Stored data entries:
PR #1251, opened 2020-05-04
Cura 7318 ironing offsets with half a skin line width

konskarm:
Ironing is using the infill generator for the ironing path. The infill generator does not know that, so it generates "infill" taking into consideration the outer walls. As a result, despite the ironing inset at 0, the zigzag pattern was never reaching the outer wall while the concentric pattern was exceeding it. This PR fixes that by compensating for the outline_offsets before using the infill generator to generate the ironing path.

### DIFF
--- a/src/TopSurface.cpp
+++ b/src/TopSurface.cpp
@@ -37,7 +37,6 @@ bool TopSurface::ironing(const SliceMeshStorage& mesh, const GCodePathConfig& li
     const bool zig_zaggify_infill = pattern == EFillMethod::ZIG_ZAG;
     constexpr bool connect_polygons = false; // midway connections can make the surface less smooth
     const coord_t line_spacing = mesh.settings.get<coord_t>("ironing_line_spacing");
-    const coord_t outline_offset = -mesh.settings.get<coord_t>("ironing_inset");
     const coord_t line_width = line_config.getLineWidth();
     const std::vector<AngleDegrees>& top_most_skin_angles = (mesh.settings.get<size_t>("roofing_layer_count") > 0) ? mesh.roofing_angles : mesh.skin_angles;
     assert(top_most_skin_angles.size() > 0);
@@ -45,6 +44,16 @@ bool TopSurface::ironing(const SliceMeshStorage& mesh, const GCodePathConfig& li
     constexpr coord_t infill_overlap = 0;
     constexpr int infill_multiplier = 1;
     constexpr coord_t shift = 0;
+
+    coord_t ironing_inset = -mesh.settings.get<coord_t>("ironing_inset");
+    if (pattern == EFillMethod::ZIG_ZAG && ironing_inset == 0)
+    {
+        //Compensate for the outline_offset decrease that takes place when infill is generated for the zigzag pattern
+        const float width_scale = (float)mesh.settings.get<coord_t>("layer_height") / mesh.settings.get<coord_t>("infill_sparse_thickness");
+        ironing_inset += width_scale * line_width / 2;
+    }
+    const coord_t outline_offset = ironing_inset;
+
     Infill infill_generator(pattern, zig_zaggify_infill, connect_polygons, areas, outline_offset, line_width, line_spacing, infill_overlap, infill_multiplier, direction, layer.z - 10, shift);
     Polygons ironing_polygons;
     Polygons ironing_lines;
--- a/src/TopSurface.cpp
+++ b/src/TopSurface.cpp
@@ -52,6 +52,11 @@ bool TopSurface::ironing(const SliceMeshStorage& mesh, const GCodePathConfig& li
         const float width_scale = (float)mesh.settings.get<coord_t>("layer_height") / mesh.settings.get<coord_t>("infill_sparse_thickness");
         ironing_inset += width_scale * line_width / 2;
     }
+    else if (pattern == EFillMethod::CONCENTRIC)
+    {
+        //Counteract the outline_offset increase that takes place when infill is generated for the concentric pattern
+        ironing_inset -= line_width / 2;
+    }
     const coord_t outline_offset = ironing_inset;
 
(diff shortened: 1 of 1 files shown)


src/TopSurface.cpp
```diff
@@ -37,14 +37,28 @@ bool TopSurface::ironing(const SliceMeshStorage& mesh, const GCodePathConfig& li
...
     constexpr coord_t infill_overlap = 0;
     constexpr int infill_multiplier = 1;
     constexpr coord_t shift = 0;
+
+    coord_t ironing_inset = -mesh.settings.get<coord_t>("ironing_inset");
+    if (pattern == EFillMethod::ZIG_ZAG && ironing_inset == 0)
+    {
+        //Compensate for the outline_offset decrease that takes place when using the infill generator to generate ironing with the zigzag pattern
+        const float width_scale = (float)mesh.settings.get<coord_t>("layer_height") / mesh.settings.get<coord_t>("infill_sparse_thickness");
+        ironing_inset += width_scale * line_width / 2;
```
Ghostkeeper, line 53: Somehow this doesn't seem to be working correctly. I tested this with a 1cm cube centered around the origin, and with the Ironing Inset at 0, and I got the following g-code to iron it:

```
;TYPE:SKIN
G1 F1500 E111.37361
G1 F1200 X4.999 Y-4.899 E111.37369
G1 X4.999 Y-4.758 E111.37378
G1 X4.758 Y-4.999 E111.374
G1 X4.616 Y-4.999 E111.37409
G1 X4.999 Y-4.616 E111.37443
G1 X4.999 Y-4.475 E111.37451
G1 X4.475 Y-4.999 E111.37498
G1 X4.333 Y-4.999 E111.37507
G1 X4.999 Y-4.333 E111.37566
G1 X4.999 Y-4.192 E111.37575
G1 X4.192 Y-4.999 E111.37646
```
[Zipped project file](https://github.com/Ultimaker/CuraEngine/files/4616309/iron_around_centre.zip)

You can see that it goes to X4.999 and Y-4.999. Bar a rounding error of 1 micron, this is exactly to the border with the centreline of the ironing line.

I'd expect that it goes to the edge of the top surface with the edge of the ironing line. In that project file the Skin Line Width is 0.4mm and the ironing flow is 10% of that, so it should keep 0.04mm away from the border.

That is, unless we consider this the new expected behaviour.

src/TopSurface.cpp
```diff
@@ -37,14 +37,28 @@ bool TopSurface::ironing(const SliceMeshStorage& mesh, const GCodePathConfig& li
...
     const AngleDegrees direction = top_most_skin_angles[layer.getLayerNr() % top_most_skin_angles.size()] + AngleDegrees(90.0); //Always perpendicular to the skin lines.
     constexpr coord_t infill_overlap = 0;
     constexpr int infill_multiplier = 1;
     constexpr coord_t shift = 0;
+
+    coord_t ironing_inset = -mesh.settings.get<coord_t>("ironing_inset");
+    if (pattern == EFillMethod::ZIG_ZAG && ironing_inset == 0)
+    {
+        //Compensate for the outline_offset decrease that takes place when using the infill generator to generate ironing with the zigzag pattern
+        const float width_scale = (float)mesh.settings.get<coord_t>("layer_height") / mesh.settings.get<coord_t>("infill_sparse_thickness");
```
Ghostkeeper, line 52: Infill and the layer height have nothing to do with this, right? This is using the skin line width.

Also, use the Ratio type for this variable.

src/TopSurface.cpp
```diff
@@ -37,14 +37,28 @@ bool TopSurface::ironing(const SliceMeshStorage& mesh, const GCodePathConfig& li
...
+        ironing_inset += width_scale * line_width / 2;
+    }
+    else if (pattern == EFillMethod::CONCENTRIC)
+    {
+        //Counteract the outline_offset increase that takes place when using the infill generator to generate ironing with the concentric pattern
+        ironing_inset -= line_width / 2;
```
Ghostkeeper, line 58: This inset also doesn't seem to be working properly. I get this g-code with a 1cm cube centred around the origin, towards the very end:

```
G0 F7200 X4.9 Y4.9
G1 F1200 X-4.9 Y4.9 E111.96965
G1 X-4.9 Y-4.9 E111.97579
G1 X4.9 Y-4.9 E111.98194
G1 X4.9 Y4.9 E111.98808
;TIME_ELAPSED:670.436642
```
This is the last and outermost contour of ironing. It's offset from the original shape by 0.1mm here, which is way more than the `0.4mm / 2 * 10% = 0.02mm` that I'd expect.

To reproduce, use the same project file as mentioned before, but change the ironing pattern to concentric.

src/TopSurface.cpp
konskarm: The infill generator uses the width_scale when getting the offset for the zigzag pattern (line 101-105 in TopSurface.cpp https://github.com/Ultimaker/CuraEngine/blob/master/src/infill.cpp#L103). When ironing is done using the infill generator, we must counteract this offset in order to get exactly an ironing inset of 0. This is why width scale is used here.

src/TopSurface.cpp
konskarm: Fixed in https://github.com/Ultimaker/CuraEngine/pull/1251/commits/b49ddf7c5c73c76c5a6aac788cb8acafeef60794 by moving the ironing line by ironing_line_width/2 inwards.

src/TopSurface.cpp
konskarm: I did not take into account the ironing flow. Fixed in https://github.com/Ultimaker/CuraEngine/pull/1251/commits/b49ddf7c5c73c76c5a6aac788cb8acafeef60794 by moving the ironing line by ironing_line_width/2 inwards.

src/TopSurface.cpp
Ghostkeeper: Ah, strange that it does that. The Infill Layer Thickness shouldn't be applicable to skin at all, I'd think. Nor to the parts of infill that are thinner than the Infill Layer Thickness. Fine then, but we might be looking at a bug here or at least some needlessly complex code. But if the infill generator is at fault it could be hard to fix now.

The problem: Look through the lines above and collect those with the word "doesn".

Answer box:
Ghostkeeper, line 53: Somehow this doesn't seem to be working correctly. I tested this with a 1cm cube centered around the origin, and with the Ironing Inset at 0, and I got the following g-code to iron it:
Ghostkeeper, line 58: This inset also doesn't seem to be working properly. I get this g-code with a 1cm cube centred around the origin, towards the very end:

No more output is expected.